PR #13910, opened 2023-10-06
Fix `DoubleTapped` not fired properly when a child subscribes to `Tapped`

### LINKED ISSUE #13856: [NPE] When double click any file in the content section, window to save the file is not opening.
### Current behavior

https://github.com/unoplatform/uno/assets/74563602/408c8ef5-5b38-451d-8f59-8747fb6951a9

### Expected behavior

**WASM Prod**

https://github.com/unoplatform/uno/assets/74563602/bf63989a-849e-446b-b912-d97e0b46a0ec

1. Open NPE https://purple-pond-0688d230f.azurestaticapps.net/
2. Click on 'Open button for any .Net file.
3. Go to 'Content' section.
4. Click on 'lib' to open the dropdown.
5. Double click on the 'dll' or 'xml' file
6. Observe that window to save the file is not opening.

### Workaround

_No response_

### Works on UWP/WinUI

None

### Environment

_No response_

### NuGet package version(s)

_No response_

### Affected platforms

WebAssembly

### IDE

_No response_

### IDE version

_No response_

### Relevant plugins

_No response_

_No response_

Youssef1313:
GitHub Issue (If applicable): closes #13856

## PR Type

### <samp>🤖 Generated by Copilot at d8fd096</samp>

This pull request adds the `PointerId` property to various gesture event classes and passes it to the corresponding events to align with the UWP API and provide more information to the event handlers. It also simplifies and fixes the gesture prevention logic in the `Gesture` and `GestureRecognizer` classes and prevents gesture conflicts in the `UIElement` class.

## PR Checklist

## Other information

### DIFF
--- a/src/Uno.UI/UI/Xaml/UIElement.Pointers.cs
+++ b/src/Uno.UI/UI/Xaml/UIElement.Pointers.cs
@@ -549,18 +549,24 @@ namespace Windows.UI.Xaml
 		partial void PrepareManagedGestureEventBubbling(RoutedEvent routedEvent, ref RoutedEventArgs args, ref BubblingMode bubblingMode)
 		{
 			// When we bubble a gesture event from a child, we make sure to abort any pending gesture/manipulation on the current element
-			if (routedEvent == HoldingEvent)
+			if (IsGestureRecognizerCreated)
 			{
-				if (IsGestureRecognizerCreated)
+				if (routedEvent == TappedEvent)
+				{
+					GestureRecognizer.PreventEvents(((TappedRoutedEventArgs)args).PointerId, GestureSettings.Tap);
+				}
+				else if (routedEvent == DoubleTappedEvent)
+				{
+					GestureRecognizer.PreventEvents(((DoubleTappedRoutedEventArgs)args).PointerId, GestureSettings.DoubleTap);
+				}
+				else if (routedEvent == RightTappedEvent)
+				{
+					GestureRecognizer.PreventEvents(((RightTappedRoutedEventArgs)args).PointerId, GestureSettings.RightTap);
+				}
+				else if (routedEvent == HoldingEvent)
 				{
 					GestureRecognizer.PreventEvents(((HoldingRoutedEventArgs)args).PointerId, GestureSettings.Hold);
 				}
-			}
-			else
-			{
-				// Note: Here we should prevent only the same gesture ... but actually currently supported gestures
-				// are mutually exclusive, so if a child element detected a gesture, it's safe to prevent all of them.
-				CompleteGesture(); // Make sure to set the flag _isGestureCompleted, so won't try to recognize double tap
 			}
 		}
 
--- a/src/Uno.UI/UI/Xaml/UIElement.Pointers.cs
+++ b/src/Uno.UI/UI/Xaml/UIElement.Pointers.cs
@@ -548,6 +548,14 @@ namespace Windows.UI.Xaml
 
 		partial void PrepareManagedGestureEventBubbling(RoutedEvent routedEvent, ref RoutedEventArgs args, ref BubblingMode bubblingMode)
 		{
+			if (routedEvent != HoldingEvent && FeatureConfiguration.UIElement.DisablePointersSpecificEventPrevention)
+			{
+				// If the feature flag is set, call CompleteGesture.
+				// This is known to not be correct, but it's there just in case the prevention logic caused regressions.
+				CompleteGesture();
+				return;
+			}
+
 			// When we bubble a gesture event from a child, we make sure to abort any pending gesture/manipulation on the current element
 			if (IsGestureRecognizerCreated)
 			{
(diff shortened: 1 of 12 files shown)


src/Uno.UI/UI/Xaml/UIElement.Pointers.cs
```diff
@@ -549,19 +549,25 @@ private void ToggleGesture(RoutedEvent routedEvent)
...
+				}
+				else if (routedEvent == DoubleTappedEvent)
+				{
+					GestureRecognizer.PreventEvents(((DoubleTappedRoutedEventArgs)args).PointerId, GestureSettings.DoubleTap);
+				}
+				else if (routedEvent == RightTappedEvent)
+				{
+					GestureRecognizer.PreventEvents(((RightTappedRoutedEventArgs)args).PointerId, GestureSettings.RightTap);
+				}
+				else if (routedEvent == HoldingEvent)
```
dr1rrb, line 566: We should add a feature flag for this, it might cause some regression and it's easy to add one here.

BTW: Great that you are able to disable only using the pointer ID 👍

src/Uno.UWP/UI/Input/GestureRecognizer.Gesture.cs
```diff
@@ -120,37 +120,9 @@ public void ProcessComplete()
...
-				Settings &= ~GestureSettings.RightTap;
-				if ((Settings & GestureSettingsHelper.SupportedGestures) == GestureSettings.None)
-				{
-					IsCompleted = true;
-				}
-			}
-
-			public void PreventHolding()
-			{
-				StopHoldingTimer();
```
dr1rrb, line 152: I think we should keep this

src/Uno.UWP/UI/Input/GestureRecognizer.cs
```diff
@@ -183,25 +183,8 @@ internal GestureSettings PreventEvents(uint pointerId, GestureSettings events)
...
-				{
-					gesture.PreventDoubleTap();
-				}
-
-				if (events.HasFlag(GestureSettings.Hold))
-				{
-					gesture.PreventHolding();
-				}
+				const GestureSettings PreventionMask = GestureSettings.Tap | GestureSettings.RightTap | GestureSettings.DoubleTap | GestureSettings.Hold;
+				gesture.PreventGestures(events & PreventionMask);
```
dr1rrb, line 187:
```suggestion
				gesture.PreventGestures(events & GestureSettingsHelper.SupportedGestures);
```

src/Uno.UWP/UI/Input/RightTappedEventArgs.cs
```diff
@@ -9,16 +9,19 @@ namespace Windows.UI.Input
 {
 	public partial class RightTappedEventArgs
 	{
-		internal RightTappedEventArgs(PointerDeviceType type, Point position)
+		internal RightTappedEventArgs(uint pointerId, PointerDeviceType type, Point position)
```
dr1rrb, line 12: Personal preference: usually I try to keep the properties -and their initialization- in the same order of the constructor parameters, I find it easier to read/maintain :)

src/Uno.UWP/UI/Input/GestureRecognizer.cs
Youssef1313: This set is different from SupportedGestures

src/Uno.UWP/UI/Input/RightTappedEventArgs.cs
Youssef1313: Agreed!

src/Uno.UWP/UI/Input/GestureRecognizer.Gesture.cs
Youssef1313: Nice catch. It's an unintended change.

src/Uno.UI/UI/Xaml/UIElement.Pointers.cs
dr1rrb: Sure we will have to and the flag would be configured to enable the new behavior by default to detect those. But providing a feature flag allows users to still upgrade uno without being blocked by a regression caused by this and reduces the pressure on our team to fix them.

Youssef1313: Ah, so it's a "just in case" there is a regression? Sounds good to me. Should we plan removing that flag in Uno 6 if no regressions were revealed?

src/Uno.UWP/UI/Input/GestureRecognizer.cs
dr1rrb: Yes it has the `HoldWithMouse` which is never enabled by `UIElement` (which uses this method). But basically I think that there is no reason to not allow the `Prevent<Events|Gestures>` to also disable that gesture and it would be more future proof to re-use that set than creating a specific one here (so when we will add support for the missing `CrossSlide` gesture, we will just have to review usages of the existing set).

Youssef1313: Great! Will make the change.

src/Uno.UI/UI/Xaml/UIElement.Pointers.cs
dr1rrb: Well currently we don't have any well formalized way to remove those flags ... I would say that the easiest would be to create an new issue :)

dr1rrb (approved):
* * * *
**Task to complete:**
What lines in the entries above include the string "None"? Return each one.

**Task result:**
None
-				if ((Settings & GestureSettingsHelper.SupportedGestures) == GestureSettings.None)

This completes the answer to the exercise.